*Extracted data*
◆ ◆ ◆ ◆

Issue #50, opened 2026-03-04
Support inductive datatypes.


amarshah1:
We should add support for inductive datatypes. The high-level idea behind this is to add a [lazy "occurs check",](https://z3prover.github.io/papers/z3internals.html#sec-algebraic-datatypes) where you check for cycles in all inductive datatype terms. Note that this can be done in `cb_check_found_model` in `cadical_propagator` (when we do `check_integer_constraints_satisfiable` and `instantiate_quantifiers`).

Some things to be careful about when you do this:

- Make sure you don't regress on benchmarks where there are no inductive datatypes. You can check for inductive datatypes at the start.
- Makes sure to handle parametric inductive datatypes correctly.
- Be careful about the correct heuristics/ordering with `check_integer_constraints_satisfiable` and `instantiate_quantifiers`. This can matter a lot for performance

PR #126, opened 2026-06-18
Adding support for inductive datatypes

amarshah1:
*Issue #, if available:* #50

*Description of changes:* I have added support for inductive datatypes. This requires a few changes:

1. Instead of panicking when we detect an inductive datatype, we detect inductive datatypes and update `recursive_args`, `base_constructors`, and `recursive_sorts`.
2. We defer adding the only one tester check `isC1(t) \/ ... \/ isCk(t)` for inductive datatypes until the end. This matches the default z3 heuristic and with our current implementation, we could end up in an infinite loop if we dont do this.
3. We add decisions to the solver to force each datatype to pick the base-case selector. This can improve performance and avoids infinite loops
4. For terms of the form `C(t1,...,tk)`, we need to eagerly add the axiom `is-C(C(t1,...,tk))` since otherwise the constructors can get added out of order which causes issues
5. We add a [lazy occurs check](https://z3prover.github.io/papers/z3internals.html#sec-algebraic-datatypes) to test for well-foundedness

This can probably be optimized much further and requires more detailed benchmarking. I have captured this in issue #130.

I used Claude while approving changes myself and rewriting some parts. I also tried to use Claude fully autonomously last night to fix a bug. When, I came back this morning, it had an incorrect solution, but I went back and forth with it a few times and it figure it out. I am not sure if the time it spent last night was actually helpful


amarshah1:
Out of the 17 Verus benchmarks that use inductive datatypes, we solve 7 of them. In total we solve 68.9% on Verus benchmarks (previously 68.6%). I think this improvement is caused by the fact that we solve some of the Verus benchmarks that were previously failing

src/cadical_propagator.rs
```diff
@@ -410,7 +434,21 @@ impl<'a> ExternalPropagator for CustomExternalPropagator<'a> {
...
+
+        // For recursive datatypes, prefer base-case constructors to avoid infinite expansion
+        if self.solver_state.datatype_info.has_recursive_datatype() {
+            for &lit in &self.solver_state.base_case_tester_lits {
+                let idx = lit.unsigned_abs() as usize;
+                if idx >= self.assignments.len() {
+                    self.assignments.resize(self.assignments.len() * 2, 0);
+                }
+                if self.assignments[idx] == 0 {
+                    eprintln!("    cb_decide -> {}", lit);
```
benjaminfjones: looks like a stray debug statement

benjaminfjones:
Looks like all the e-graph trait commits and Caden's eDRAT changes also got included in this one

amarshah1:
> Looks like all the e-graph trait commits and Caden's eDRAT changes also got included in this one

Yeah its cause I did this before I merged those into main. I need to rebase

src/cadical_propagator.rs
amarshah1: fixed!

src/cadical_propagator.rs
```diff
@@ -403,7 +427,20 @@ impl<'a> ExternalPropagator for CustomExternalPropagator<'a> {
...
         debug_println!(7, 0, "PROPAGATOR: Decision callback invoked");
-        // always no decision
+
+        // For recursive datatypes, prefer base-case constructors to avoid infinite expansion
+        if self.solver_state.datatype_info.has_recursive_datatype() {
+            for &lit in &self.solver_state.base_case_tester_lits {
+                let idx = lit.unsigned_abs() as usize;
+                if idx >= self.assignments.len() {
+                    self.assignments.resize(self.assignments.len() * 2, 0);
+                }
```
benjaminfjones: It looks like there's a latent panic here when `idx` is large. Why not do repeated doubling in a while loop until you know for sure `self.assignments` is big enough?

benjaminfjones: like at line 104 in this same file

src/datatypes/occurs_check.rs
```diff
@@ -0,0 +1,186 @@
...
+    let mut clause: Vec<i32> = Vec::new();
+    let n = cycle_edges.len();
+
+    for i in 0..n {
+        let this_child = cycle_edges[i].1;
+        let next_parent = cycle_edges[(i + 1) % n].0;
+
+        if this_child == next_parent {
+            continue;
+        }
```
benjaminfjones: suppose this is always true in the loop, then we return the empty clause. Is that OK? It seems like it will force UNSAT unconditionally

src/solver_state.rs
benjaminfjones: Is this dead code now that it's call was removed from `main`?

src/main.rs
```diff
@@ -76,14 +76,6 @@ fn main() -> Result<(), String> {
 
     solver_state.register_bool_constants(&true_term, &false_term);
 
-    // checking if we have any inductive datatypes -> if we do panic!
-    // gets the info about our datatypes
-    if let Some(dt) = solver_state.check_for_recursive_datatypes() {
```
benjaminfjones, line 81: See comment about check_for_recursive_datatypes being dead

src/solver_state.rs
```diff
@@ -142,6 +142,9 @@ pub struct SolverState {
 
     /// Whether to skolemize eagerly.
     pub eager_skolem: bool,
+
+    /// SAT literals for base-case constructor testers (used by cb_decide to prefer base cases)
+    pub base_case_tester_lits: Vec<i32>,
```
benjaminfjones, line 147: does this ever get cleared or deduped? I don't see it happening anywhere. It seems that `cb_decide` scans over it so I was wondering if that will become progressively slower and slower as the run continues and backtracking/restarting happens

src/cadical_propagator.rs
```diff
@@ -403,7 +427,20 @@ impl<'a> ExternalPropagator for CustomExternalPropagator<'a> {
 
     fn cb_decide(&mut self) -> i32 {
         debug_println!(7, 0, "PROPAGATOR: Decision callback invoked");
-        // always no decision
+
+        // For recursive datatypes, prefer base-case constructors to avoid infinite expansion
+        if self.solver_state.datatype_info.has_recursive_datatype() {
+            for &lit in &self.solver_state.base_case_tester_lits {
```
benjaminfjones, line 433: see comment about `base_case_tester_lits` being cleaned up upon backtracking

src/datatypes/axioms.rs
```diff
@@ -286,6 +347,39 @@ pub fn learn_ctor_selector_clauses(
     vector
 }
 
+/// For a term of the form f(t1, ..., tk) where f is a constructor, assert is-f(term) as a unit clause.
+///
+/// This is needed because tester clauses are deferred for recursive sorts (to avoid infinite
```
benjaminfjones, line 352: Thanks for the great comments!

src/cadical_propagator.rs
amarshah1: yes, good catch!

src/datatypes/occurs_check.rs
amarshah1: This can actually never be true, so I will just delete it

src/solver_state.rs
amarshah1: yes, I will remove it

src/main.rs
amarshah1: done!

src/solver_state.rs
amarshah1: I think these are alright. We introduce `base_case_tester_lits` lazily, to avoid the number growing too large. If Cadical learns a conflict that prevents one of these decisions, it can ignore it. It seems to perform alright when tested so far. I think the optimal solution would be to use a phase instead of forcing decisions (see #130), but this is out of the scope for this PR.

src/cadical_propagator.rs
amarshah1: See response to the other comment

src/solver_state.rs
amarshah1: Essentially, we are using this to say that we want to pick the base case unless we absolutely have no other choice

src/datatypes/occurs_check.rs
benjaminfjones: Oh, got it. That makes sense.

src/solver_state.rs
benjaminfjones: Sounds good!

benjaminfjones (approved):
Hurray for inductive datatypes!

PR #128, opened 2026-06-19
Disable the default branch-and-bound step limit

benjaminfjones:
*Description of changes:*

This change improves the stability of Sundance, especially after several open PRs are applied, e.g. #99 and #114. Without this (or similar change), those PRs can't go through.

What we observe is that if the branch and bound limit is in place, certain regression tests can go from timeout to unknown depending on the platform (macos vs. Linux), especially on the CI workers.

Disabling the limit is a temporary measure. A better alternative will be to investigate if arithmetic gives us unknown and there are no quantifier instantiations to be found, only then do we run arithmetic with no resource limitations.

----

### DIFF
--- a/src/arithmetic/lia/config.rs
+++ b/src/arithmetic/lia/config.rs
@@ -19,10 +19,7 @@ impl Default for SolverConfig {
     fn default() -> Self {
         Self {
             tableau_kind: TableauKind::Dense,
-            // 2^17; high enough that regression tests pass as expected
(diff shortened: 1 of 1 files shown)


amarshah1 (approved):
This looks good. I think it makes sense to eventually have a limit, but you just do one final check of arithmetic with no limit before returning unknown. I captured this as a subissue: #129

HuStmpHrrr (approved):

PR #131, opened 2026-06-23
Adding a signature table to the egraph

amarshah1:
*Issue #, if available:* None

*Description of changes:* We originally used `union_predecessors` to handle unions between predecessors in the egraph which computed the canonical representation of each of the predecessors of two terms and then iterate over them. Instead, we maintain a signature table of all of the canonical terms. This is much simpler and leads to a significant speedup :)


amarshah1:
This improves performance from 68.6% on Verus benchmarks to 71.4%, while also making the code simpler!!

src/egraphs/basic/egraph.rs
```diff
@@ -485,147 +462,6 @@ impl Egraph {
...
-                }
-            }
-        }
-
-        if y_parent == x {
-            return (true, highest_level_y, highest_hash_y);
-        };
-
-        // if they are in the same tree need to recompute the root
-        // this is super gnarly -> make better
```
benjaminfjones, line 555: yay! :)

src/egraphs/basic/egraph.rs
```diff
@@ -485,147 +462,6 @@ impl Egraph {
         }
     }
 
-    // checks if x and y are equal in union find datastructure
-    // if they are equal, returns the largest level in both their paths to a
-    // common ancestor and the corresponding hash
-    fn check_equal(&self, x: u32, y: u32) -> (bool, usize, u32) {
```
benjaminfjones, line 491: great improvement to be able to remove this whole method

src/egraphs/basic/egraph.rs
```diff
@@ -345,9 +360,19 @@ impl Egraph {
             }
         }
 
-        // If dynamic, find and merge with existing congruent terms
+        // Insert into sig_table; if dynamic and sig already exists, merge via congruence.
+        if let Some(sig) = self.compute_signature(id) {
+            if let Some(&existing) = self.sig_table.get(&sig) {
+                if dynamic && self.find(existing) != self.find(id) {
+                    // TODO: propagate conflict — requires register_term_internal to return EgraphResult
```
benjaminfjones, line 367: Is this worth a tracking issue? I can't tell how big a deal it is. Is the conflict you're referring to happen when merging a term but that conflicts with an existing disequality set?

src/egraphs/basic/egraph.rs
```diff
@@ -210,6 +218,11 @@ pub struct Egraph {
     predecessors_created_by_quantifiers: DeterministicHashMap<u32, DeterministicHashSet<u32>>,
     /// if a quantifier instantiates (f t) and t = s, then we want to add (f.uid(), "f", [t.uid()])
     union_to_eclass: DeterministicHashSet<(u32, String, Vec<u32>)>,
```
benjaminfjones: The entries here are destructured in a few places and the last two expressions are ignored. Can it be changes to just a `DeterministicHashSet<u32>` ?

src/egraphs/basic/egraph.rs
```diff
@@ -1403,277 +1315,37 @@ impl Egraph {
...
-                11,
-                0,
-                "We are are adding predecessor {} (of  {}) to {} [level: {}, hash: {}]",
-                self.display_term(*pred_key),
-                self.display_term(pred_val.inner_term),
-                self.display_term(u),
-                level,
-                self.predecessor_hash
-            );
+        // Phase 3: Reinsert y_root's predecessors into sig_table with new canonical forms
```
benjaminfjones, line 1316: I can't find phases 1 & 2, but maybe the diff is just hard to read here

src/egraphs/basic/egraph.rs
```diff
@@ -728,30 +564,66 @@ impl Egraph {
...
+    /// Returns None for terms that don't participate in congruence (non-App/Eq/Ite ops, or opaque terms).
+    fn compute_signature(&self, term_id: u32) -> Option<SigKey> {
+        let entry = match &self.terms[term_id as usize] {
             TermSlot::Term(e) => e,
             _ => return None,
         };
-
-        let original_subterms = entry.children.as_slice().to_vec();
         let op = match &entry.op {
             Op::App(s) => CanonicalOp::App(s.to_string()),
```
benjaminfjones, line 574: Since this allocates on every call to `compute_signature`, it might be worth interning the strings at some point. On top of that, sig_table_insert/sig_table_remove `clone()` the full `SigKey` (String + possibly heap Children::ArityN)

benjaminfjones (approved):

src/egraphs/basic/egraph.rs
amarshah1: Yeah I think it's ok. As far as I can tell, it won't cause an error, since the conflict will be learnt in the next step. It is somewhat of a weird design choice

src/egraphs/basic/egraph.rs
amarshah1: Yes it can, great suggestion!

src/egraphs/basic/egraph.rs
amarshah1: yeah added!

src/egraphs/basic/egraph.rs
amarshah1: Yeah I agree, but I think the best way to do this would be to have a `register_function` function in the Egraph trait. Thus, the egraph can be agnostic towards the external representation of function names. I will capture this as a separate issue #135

◆ ◆ ◆ ◆

Please output the lines of the listing above that fall in the stretch from the one with "amarshah1: I think" through the one with "PR #128, opened 2026-06-19", exactly and only those.

amarshah1: I think these are alright. We introduce `base_case_tester_lits` lazily, to avoid the number growing too large. If Cadical learns a conflict that prevents one of these decisions, it can ignore it. It seems to perform alright when tested so far. I think the optimal solution would be to use a phase instead of forcing decisions (see #130), but this is out of the scope for this PR.

src/cadical_propagator.rs
amarshah1: See response to the other comment

src/solver_state.rs
amarshah1: Essentially, we are using this to say that we want to pick the base case unless we absolutely have no other choice

src/datatypes/occurs_check.rs
benjaminfjones: Oh, got it. That makes sense.

src/solver_state.rs
benjaminfjones: Sounds good!

benjaminfjones (approved):
Hurray for inductive datatypes!

PR #128, opened 2026-06-19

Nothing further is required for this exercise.